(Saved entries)

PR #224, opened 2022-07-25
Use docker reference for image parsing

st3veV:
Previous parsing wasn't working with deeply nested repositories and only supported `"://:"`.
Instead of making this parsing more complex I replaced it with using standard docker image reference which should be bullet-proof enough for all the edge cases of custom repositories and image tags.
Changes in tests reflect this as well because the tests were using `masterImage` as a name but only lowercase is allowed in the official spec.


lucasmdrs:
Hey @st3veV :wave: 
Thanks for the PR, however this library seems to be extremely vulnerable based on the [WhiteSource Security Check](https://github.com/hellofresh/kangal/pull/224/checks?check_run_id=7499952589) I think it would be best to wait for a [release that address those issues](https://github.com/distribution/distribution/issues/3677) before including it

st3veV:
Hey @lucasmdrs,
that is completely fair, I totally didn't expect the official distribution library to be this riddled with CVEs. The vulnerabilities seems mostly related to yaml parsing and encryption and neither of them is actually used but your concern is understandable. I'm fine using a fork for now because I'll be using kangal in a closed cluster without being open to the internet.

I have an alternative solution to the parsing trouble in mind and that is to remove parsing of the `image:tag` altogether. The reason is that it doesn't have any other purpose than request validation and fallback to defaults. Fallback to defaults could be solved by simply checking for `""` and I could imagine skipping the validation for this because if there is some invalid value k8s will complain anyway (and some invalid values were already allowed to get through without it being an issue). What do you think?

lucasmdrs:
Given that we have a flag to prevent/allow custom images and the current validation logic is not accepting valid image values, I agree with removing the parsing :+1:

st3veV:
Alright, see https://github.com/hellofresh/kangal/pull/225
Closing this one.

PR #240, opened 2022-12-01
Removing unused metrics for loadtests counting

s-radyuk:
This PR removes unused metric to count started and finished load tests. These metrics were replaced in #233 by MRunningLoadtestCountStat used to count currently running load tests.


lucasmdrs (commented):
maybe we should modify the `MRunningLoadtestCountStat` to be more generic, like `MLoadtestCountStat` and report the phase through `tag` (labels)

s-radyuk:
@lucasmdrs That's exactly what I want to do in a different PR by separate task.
---
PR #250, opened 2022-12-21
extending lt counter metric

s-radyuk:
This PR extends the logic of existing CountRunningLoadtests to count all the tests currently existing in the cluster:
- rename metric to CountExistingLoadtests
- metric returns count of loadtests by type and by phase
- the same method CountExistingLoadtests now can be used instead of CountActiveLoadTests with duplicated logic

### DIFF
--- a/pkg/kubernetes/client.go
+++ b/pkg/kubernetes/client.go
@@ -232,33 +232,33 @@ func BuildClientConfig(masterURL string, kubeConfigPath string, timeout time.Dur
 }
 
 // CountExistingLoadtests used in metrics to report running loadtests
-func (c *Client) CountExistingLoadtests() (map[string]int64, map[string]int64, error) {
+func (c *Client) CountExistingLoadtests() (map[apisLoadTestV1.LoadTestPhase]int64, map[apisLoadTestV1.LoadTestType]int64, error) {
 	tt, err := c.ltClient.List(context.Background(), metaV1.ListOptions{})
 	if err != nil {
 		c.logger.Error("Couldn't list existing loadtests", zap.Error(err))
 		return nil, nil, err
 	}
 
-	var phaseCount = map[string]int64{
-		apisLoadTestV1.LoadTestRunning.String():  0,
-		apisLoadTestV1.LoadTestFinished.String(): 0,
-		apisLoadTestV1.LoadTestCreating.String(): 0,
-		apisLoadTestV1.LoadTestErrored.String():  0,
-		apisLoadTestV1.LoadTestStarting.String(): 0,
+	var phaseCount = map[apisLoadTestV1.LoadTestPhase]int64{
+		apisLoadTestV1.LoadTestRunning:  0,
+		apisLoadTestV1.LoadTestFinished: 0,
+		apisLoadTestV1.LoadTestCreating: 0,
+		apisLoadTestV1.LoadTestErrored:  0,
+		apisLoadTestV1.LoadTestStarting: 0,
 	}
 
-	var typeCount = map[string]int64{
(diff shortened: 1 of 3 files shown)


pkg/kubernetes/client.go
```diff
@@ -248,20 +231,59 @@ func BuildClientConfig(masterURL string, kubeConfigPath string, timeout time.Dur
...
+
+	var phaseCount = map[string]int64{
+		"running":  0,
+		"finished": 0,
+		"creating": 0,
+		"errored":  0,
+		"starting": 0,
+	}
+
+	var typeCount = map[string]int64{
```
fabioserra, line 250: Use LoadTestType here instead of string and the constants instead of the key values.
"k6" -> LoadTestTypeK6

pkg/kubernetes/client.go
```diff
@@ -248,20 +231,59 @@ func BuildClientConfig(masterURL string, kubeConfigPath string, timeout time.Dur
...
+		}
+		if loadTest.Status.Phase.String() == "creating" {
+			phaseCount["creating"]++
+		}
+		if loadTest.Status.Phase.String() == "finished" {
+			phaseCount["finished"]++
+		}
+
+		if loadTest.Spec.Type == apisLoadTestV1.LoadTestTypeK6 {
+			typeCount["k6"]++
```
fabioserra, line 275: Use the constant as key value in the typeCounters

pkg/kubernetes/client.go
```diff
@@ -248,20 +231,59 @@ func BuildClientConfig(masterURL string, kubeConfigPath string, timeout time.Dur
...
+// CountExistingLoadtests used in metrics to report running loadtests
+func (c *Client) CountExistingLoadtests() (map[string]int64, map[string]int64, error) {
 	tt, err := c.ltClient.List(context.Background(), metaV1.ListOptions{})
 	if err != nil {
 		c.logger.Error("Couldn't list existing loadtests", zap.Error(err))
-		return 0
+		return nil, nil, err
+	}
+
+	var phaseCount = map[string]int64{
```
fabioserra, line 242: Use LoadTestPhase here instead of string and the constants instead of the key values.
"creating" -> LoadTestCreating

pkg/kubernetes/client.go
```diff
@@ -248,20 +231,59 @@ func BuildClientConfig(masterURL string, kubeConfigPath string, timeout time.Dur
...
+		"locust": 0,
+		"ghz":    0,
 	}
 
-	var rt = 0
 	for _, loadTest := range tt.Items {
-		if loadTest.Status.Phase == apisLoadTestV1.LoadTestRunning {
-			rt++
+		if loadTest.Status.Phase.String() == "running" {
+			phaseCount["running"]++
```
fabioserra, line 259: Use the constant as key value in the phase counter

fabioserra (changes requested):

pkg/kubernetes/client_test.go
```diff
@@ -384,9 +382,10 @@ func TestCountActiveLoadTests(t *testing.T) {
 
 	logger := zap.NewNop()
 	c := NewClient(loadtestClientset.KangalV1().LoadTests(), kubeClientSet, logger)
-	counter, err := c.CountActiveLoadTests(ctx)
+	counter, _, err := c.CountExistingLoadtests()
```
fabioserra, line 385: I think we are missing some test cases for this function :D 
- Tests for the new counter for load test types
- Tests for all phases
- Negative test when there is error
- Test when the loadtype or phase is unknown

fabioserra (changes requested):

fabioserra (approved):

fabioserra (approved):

Directions for this task: Please go line by line through the records above, copying each one that holds the string "have".

Written reply:
I have an alternative solution to the parsing trouble in mind and that is to remove parsing of the `image:tag` altogether. The reason is that it doesn't have any other purpose than request validation and fallback to defaults. Fallback to defaults could be solved by simply checking for `""` and I could imagine skipping the validation for this because if there is some invalid value k8s will complain anyway (and some invalid values were already allowed to get through without it being an issue). What do you think?
Given that we have a flag to prevent/allow custom images and the current validation logic is not accepting valid image values, I agree with removing the parsing :+1:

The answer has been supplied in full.